Oltre cinquemila ex banchieri d’alto rango si sono trasformati in insegnanti, e non di auguste facoltà  di economia, ma di elementari, medie, licei. accettando stipendi mensili equivalenti a quando guadagnavano in una settimana quando regnavano alla Lehman Brothers, alla Merril Lynch, alla Morgan Stanley. Appassita la breve gioia di potersi finalmente occupare di una famiglia e di vedere crescere figli conosciuti a stento nei giorni del weekend fino ad allora, migliaia di matrimoni sono naufragati, sotto il peso di responsabilità  finanziarie, mutui faraonici, auto di lusso, scuole private con rette da rapina, vacanze, non più sostenibili con introiti da reverendo o da maestro. Il tasso di divorzi fra gli ex “padroni dell’universo” dopo il 2008 è il doppio della media nazionale.
Nelle prime ore dopo lo shock provocato da quella lettera al New York Times di Greg Smith, istantaneamente girata via e-mail a tutto il mondo delle banche e della finanza, il titolo della Goldman Sachs era caduto in un burrone, perdendo quello che mai aveva perso dal “settembre nero” 2008, il 3% di valore. Una banca d’investimenti come quella, costruita in anni di successi, reclutando i migliori, distribuendo poi i propri uomini nei governi e nei ministeri di massima importanza nel mondo, si regge su un solo, vero prodotto: la fiducia. La certezza che la Goldman Sachs sia quanto di più vicino possa esistere al sogno di tutti gli investitori, gli speculatori e i giocatori di roulette: «The sure thing», il colpo sicuro. «Oggi la Goldman ha un serio problema di credibilità  e di trasparenza», ha ammonito da Yale il professor Jeffrey Sonnenfled, un’autorità  indiscussa, «e deve riconoscerlo».

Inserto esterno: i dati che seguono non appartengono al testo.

PR #718, opened 2021-12-03
Feature/add atms ingest scripts

BenjaminRuston:
## Description

This adds a bash script to pull data for a day or series of days for the ATMS sensor from the NASA archive.

Script can pull data from any machine HPC or laptop to local drive


fabiolrdiniz:
Hi @BenjaminRuston, thanks for adding me here. Please, see my comments below.

I believe it's needed to have a username & password from https://disc.gsfc.nasa.gov to get access to this data, correct? If so, should this information be added somewhere? Perhaps inside a `README.md` file living on the same folder as the script.

I noticed that there is no `CMakeLists.txt` under the `tools/ingest` folder and no mention about this new `ingest` folder inside the `tools/CMakeLists.txt` file, so I believe this script is not being "installed". Is this intentional to not save it under the `bin` directory?

There is a typo in the script name `tools/ingest/retreive_atms_from_nasa.sh` ---> `tools/ingest/retrieve_atms_from_nasa.sh`.

srherbener (approved):
Code looks good. I'm not an expert on these data sources, so it would be good to have a review from that perspective. Thanks!

fabiolrdiniz (approved):
Thanks, @BenjaminRuston!

PR #719, opened 2021-12-06
Feature/generic gnss ro decoder to ioda

BenjaminRuston:
## Description

add a python based GNSS-RO converter BUFR to IODA v2

Successfully write a IODAv2 file from the WMO BUFR GNSS-RO data

## Dependencies

ecCodes and ecCodes python interface


srherbener:
I got the Infinity issue fixed. The first nine values of ObsValue variables and lat, lon are now marked as missing values. 

I also updated the test reference file. Before doing that, I carefully checked the test output with the prior test reference file and verified that all the variables matched. The prior test reference file was missing the MetaData group and had all variables declared as double instead of float.

The output of this converter looks like it might be ready to try in an H(x) flow.

srherbener:
CI tests are failing because eccodes is not yet installed in the CI test containers. I'll work on getting this remedied.

huishao-r (approved):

L’ex campione di tennis da tavolo, che aveva sempre vissuto, nonostante i guadagni, una vita frugale, è diventato il campione degli angeli caduti, e dei “muppets”, dei pupazzetti, come la Grecia, manipolati, spremuti e poi scaricati. Ma non troverà  più lavoro in questa industria. Gli resterà  sempre il Signore, certamente più misericordioso dei clienti e dei risparmiatori tosati.